__Work item__:
Please set down each line of the data again, unchanged.

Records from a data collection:
PR #3051, opened 2026-06-08
Test: parametrize dask+cupy reproject parity over resampling modes (#3050)

### LINKED ISSUE #3050: reproject() dask+cupy backend: nearest/bilinear resampling lack parity tests
## Coverage gap

`reproject()`'s dask+cupy backend is only parity-checked with `resampling='cubic'`. The test `TestCupyPyprojFallbackParity::test_projected_to_projected_dask_cupy_match` in `xrspatial/tests/test_reproject.py` reprojects an EPSG:32633 -> EPSG:3857 raster on a dask-of-cupy array and compares against the numpy reference, but only for cubic.

`nearest` and `bilinear` are covered on numpy (end-to-end) and on eager cupy (the parametrized `test_projected_to_projected_numpy_cupy_match` runs all three), but never on the dask+cupy chunk-assembly path. So if the dask+cupy path threaded the resampling mode through to `_resample_cupy_native` incorrectly per chunk, the two non-cubic modes would slip through.

## Proposed fix

Parametrize `test_projected_to_projected_dask_cupy_match` over `['nearest', 'bilinear', 'cubic']`. Each mode asserts the dask+cupy result matches the numpy reference: same finite/nodata pattern, finite values within rtol/atol 1e-6.

Test-only. I ran all three modes on a CUDA host and they already pass, so this closes a coverage gap rather than fixing a bug.

## Backends affected

dask+cupy (test coverage). numpy, eager cupy, and dask+numpy already have per-mode coverage.

_Filed by the test-coverage deep-sweep on the reproject module._

brendancol:
Closes #3050

`reproject()`'s dask+cupy backend was parity-tested only with `resampling='cubic'`. `nearest` and `bilinear` were covered on numpy (end-to-end) and eager cupy (the parametrized `test_projected_to_projected_numpy_cupy_match`), but never on the dask+cupy chunk-assembly path.

- Parametrize `TestCupyPyprojFallbackParity::test_projected_to_projected_dask_cupy_match` over `['nearest', 'bilinear', 'cubic']`.
- Each mode asserts the dask+cupy result matches the numpy reference: identical finite/nodata pattern, finite values within rtol/atol 1e-6.

Test-only, no source change. The dask+cupy `cubic` path already passed; this extends the same assertion to the two non-cubic modes.

Backend coverage: dask+cupy (test). numpy, eager cupy, and dask+numpy already had per-mode coverage.

Test plan:
- [x] `pytest test_projected_to_projected_dask_cupy_match` runs all three modes green on a CUDA host
- [x] Source untouched

_Generated by the test-coverage deep-sweep on the reproject module._


brendancol (commented):
Domain-aware review (test-coverage sweep, reproject):

Blockers: none.
Suggestions: none.
Nits: none.

Notes:
- Parity assertion (exact finite/nodata pattern + finite values within rtol/atol 1e-6) matches the sibling eager-cupy test `test_projected_to_projected_numpy_cupy_match`, so the dask+cupy variant now mirrors it across all three modes.
- The EPSG:32633 -> EPSG:3857 projected-to-projected fixture is the right choice: neither side is WGS84/NAD83, so both backends take the pyproj coordinate fallback, which is exactly the path the dask+cupy chunk assembly threads `_resample_cupy_native` through per chunk.
- Skip guards are correct: class-level `HAS_CUPY` plus method-level `HAS_DASK`.
- Source untouched, as required for the test-coverage sweep. All three parametrized cases ran and passed on a CUDA host.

__Reply to the task__:
PR #3051, opened 2026-06-08
Test: parametrize dask+cupy reproject parity over resampling modes (#3050)

### LINKED ISSUE #3050: reproject() dask+cupy backend: nearest/bilinear resampling lack parity tests
## Coverage gap

`reproject()`'s dask+cupy backend is only parity-checked with `resampling='cubic'`. The test `TestCupyPyprojFallbackParity::test_projected_to_projected_dask_cupy_match` in `xrspatial/tests/test_reproject.py` reprojects an EPSG:32633 -> EPSG:3857 raster on a dask-of-cupy array and compares against the numpy reference, but only for cubic.

`nearest` and `bilinear` are covered on numpy (end-to-end) and on eager cupy (the parametrized `test_projected_to_projected_numpy_cupy_match` runs all three), but never on the dask+cupy chunk-assembly path. So if the dask+cupy path threaded the resampling mode through to `_resample_cupy_native` incorrectly per chunk, the two non-cubic modes would slip through.

## Proposed fix

Parametrize `test_projected_to_projected_dask_cupy_match` over `['nearest', 'bilinear', 'cubic']`. Each mode asserts the dask+cupy result matches the numpy reference: same finite/nodata pattern, finite values within rtol/atol 1e-6.

Test-only. I ran all three modes on a CUDA host and they already pass, so this closes a coverage gap rather than fixing a bug.

## Backends affected

dask+cupy (test coverage). numpy, eager cupy, and dask+numpy already have per-mode coverage.

_Filed by the test-coverage deep-sweep on the reproject module._

brendancol:
Closes #3050

`reproject()`'s dask+cupy backend was parity-tested only with `resampling='cubic'`. `nearest` and `bilinear` were covered on numpy (end-to-end) and eager cupy (the parametrized `test_projected_to_projected_numpy_cupy_match`), but never on the dask+cupy chunk-assembly path.

- Parametrize `TestCupyPyprojFallbackParity::test_projected_to_projected_dask_cupy_match` over `['nearest', 'bilinear', 'cubic']`.
- Each mode asserts the dask+cupy result matches the numpy reference: identical finite/nodata pattern, finite values within rtol/atol 1e-6.

Test-only, no source change. The dask+cupy `cubic` path already passed; this extends the same assertion to the two non-cubic modes.

Backend coverage: dask+cupy (test). numpy, eager cupy, and dask+numpy already had per-mode coverage.

Test plan:
- [x] `pytest test_projected_to_projected_dask_cupy_match` runs all three modes green on a CUDA host
- [x] Source untouched

_Generated by the test-coverage deep-sweep on the reproject module._


brendancol (commented):
Domain-aware review (test-coverage sweep, reproject):

Blockers: none.
Suggestions: none.
Nits: none.

Notes:
- Parity assertion (exact finite/nodata pattern + finite values within rtol/atol 1e-6) matches the sibling eager-cupy test `test_projected_to_projected_numpy_cupy_match`, so the dask+cupy variant now mirrors it across all three modes.
- The EPSG:32633 -> EPSG:3857 projected-to-projected fixture is the right choice: neither side is WGS84/NAD83, so both backends take the pyproj coordinate fallback, which is exactly the path the dask+cupy chunk assembly threads `_resample_cupy_native` through per chunk.
- Skip guards are correct: class-level `HAS_CUPY` plus method-level `HAS_DASK`.
- Source untouched, as required for the test-coverage sweep. All three parametrized cases ran and passed on a CUDA host.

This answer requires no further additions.